1.15 g oh h2O (density 1.00 g/ml) is introduced into an empty 1.00 L container. The seled container is heated to 412 K and .150 moles of O2 (g) is present at equilibrium.
A. Wrte the equilibrium expression for the reaction above.
B. Calculate the equilibrium concentration (in M) of H2 (g) in the container at 412 K.
Reaction: H2O (l) <--> 2 H2 (g) + O2 (g)
Please look at your post and your problem. If ALL of the 1.15 g H2O decomposed to 2H2O --> 2H2 + O2
you would have (1.15g H2O x (1 mol H2O/18 g H2O) x (1 mol O2/2 mol H2O) = about 0.064/2 = about 0.032 mols O2 formed. The problem states that 0.15 mol O2 were found at equilibrium. I don't see how. You can't get more than you started with.
If you ignore that little problem and work ONLY with the mols O2 given, then (O2) at equilibrium = (0.15mol/1L) = ?

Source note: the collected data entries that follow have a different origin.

PR #1278, opened 2021-02-08
Fix small typo in transformation docs

### LINKED ISSUE #1277: Typo in RectangularBoundariesTransformation docs
https://github.com/pints-team/pints/blob/a6a1a39c322c8419ff929b82f73ed3f7aa8b72ef/pints/_transformation.py#L708-L723

chonlei:
Fix #1277

### DIFF
--- a/pints/_transformation.py
+++ b/pints/_transformation.py
@@ -718,9 +718,9 @@ class RectangularBoundariesTransformation(Transformation):
                  = \log(p - a) - \log(b - p),
 
     where :math:`p` is the model parameter vector and :math:`q` is the
-    search space vector. The range includes the lower (:math:`a`), but not the
-    upper (:math:`b`) boundaries. Note that :class:`LogitTransformation` is a
-    special case where :math:`a = 0` and :math:`b = 1`.
+    search space vector. The range does not include the boundaries (:math:`a`
+    and :math:`b`). Note that :class:`LogitTransformation` is a special case
+    where :math:`a = 0` and :math:`b = 1`.
 
     The Jacobian adjustment of the transformation is given by
 
--- a/pints/_transformation.py
+++ b/pints/_transformation.py
@@ -708,13 +708,13 @@ class LogTransformation(Transformation):
 class RectangularBoundariesTransformation(Transformation):
     r"""
     A generalised version of the logit transformation for the model parameters,
-    which transform an interval or rectangular boundaries :math:`[a, b)` to
+    which transform an interval or rectangular boundaries :math:`(a, b)` to
     all real number.
 
     The transformation is given by
 
     .. math::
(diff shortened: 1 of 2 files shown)


pints/_transformation.py
```diff
@@ -708,13 +708,13 @@ def to_search(self, p):
 class RectangularBoundariesTransformation(Transformation):
     r"""
     A generalised version of the logit transformation for the model parameters,
-    which transform an interval or rectangular boundaries :math:`[a, b)` to
+    which transform an interval or rectangular boundaries :math:`(a, b)` to
```
MichaelClerx, line 711: transform -> transforms.

Is it a () interval then, not a half-open one?

MichaelClerx:
Tests are failing. I see Ben has a fix here: https://github.com/pints-team/pints/pull/1058/files

Maybe stick this fix in this PR too? Makes more sense here :D

pints/_transformation.py
chonlei: () is an interval, yes.

chonlei:
Michael did you mean stick this fix (https://github.com/pints-team/pints/pull/1058/files#diff-43f514bb09c1eb58423de94253a01bf25b3232f4324e4a9d8606ee6db00039b5R160) to here?

pints/_transformation.py
MichaelClerx: But you're saying the interval doesn't include `a` then? So it's an open rather than a half-open interval?

MichaelClerx:
> Michael did you mean stick this fix (https://github.com/pints-team/pints/pull/1058/files#diff-43f514bb09c1eb58423de94253a01bf25b3232f4324e4a9d8606ee6db00039b5R160) to here?

Yes please!

pints/_transformation.py
chonlei: Ha, need correcting that line too! :smile:

chonlei: It's an open () interval. I think now the docs is consistent...?

MichaelClerx: :D Are you sure? The rectangular boundaries docs say they define a half-open interval https://pints.readthedocs.io/en/stable/boundaries.html#pints.RectangularBoundaries

chonlei: Oh... didn't realise that!

chonlei: I can't remember the reason - why do we want to include the lower bound?

MichaelClerx: Not sure, but maybe a separate ticket then? This can just fix the missing "s" and test :D :D :D

chonlei: See #1279.

MichaelClerx (approved):

Issue #1101, opened 2020-04-06
Better docs and explanation for diagnostics


chonlei:
Maybe we could have slightly better docs for this page:
https://pints.readthedocs.io/en/latest/diagnostics.html#mcmc-diagnostics?

For example what are the expected inputs and outputs. It took me a few minutes to figure it out, I suspect it'd be harder for other users...

MichaelClerx:
Is "diagnosting" really a verb?

PR #1282, opened 2021-02-09
Documentation (and naming?) changes in pints.diagnostics: redux

ben18785:
See #1101 

- [x] Update docstring for autocorrelate_negative: I don't understand what it does?
- [x] Deprecate ess_single_param in favour of effective_sample_size_single_parameter, as we don't use "param" anywhere else in PINTS names, and the next method in the same file is called effective sample size ?
- [x] Haven't made effective_sample_size_single_parameter private as I can imagine wanting to use it

### DIFF
--- a/examples/sampling/effective-sample-size.ipynb
+++ b/examples/sampling/effective-sample-size.ipynb
@@ -355,7 +355,7 @@
    "source": [
     "import pints._diagnostics as diagnostics\n",
     "\n",
-    "print('est. dependent (rho = 0.8) ESS = ' + str(diagnostics.ess_single_param(lXLowerRho)))"
+    "print('est. dependent (rho = 0.8) ESS = ' + str(diagnostics.effective_sample_size_single_parameter(lXLowerRho)))"
    ]
   }
  ],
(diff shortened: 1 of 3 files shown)


MichaelClerx:
Thanks @ben18785 !

```
>>> def _autocorrelate_negative(autocorrelation):
...     T = 1
...     for a in autocorrelation:
...         if a < 0:
...             return T - 1
...         T += 1
...     return T
... 
>>> _autocorrelate_negative([0, 1, 2, 3, 4, 5, 6])
8
>>> _autocorrelate_negative([0, 1, 2, 3, 4, -5, -6])
5
```

I'm thinking the 8 should be a 7? Have updated code & docstring accordingly

MichaelClerx:
```
def _autocorrelate_negative(autocorrelation):
    """
    Returns the index of the first negative entry in ``autocorrelation``, or
    ``len(autocorrelation)`` if no negative entry is found.
    """
    try:
        return np.where(np.asarray(autocorrelation) < 0)[0][0]
    except IndexError:
        return len(autocorrelation)

>>> _autocorrelate_negative([0, 1, 2, 3, 4, 5, 6])
7
>>> _autocorrelate_negative([0, 1, 2, 3, 4, -5, -6])
5
```

- less readable
+ faster

ben18785:
Great: no need for it to be readable so long as it does what it needs to do.

MichaelClerx (approved):

MichaelClerx:
THanks @ben18785 !

PR #1287, opened 2021-02-10
Correct wrong calls to MultimodalGaussianLogPDF in notebook

ben18785:


ben18785:
Closing since #1288 now covers this

Issue #1286, opened 2021-02-10
Check for non-symmetric matrices used in MultimodalNormalLogPDF across PINTS


ben18785:
related to #498 (we're not going to test for symmetric cov matrices).

populationMCMC notebook has a bug I think, but need to check for others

(H2) at equilibrium = (2 x 0.15/1L) = ?
part A for equilibrium expression it is
K = (H2)^2(O2)
A. The equilibrium expression for the given reaction can be written as follows:
Kc = [H2]^2 * [O2] / [H2O]
Where:
[H2] refers to the concentration of H2 gas (in M),
[O2] refers to the concentration of O2 gas (in M), and
[H2O] refers to the concentration of H2O liquid (in M).
B. To calculate the equilibrium concentration of H2 gas in the container at 412 K, we need to consider the initial amount of H2O introduced into the 1.00 L container.
Given:
Mass of H2O = 1.15 g
Density of H2O = 1.00 g/ml
Initial volume of H2O = Mass / Density = 1.15 g / 1.00 g/ml = 1.15 ml = 0.00115 L
Since the initial moles of H2O is not provided, we can use the given density to calculate it.
Molar mass of H2O = 18.015 g/mol
Moles of H2O = Mass / Molar mass = 1.15 g / 18.015 g/mol ≈ 0.0638 mol
Now, let's consider the stoichiometry of the reaction. According to the balanced equation, 1 mole of H2O produces 2 moles of H2 gas. Therefore, the initial amount of H2 gas is:
Initial moles of H2 = 2 * Moles of H2O = 2 * 0.0638 mol = 0.1276 mol
At equilibrium, the change in moles of H2 can be written as:
Change in moles of H2 = 2x
Where x represents the change in the moles of H2 at equilibrium.
Hence, the equilibrium moles of H2 = Initial moles of H2 + Change in moles of H2 = 0.1276 mol + 2x
To calculate the equilibrium concentration of H2, we need to divide the equilibrium moles by the final volume of the container (1.00 L).
Equilibrium concentration of H2 = (0.1276 mol + 2x) / 1.00 L
However, we are given the number of moles of O2 at equilibrium, which is 0.150 moles. According to the stoichiometry, 0.150 moles of O2 is equivalent to x moles of H2 gas.
0.150 moles O2 = x moles H2
From this, we can solve for x:
x = 0.150 moles of O2
Substituting this value into the equilibrium expression, we get:
Equilibrium concentration of H2 = (0.1276 mol + 2 * 0.150 mol) / 1.00 L = 0.4276 M
Therefore, the equilibrium concentration of H2 gas in the container at 412 K is approximately 0.4276 M.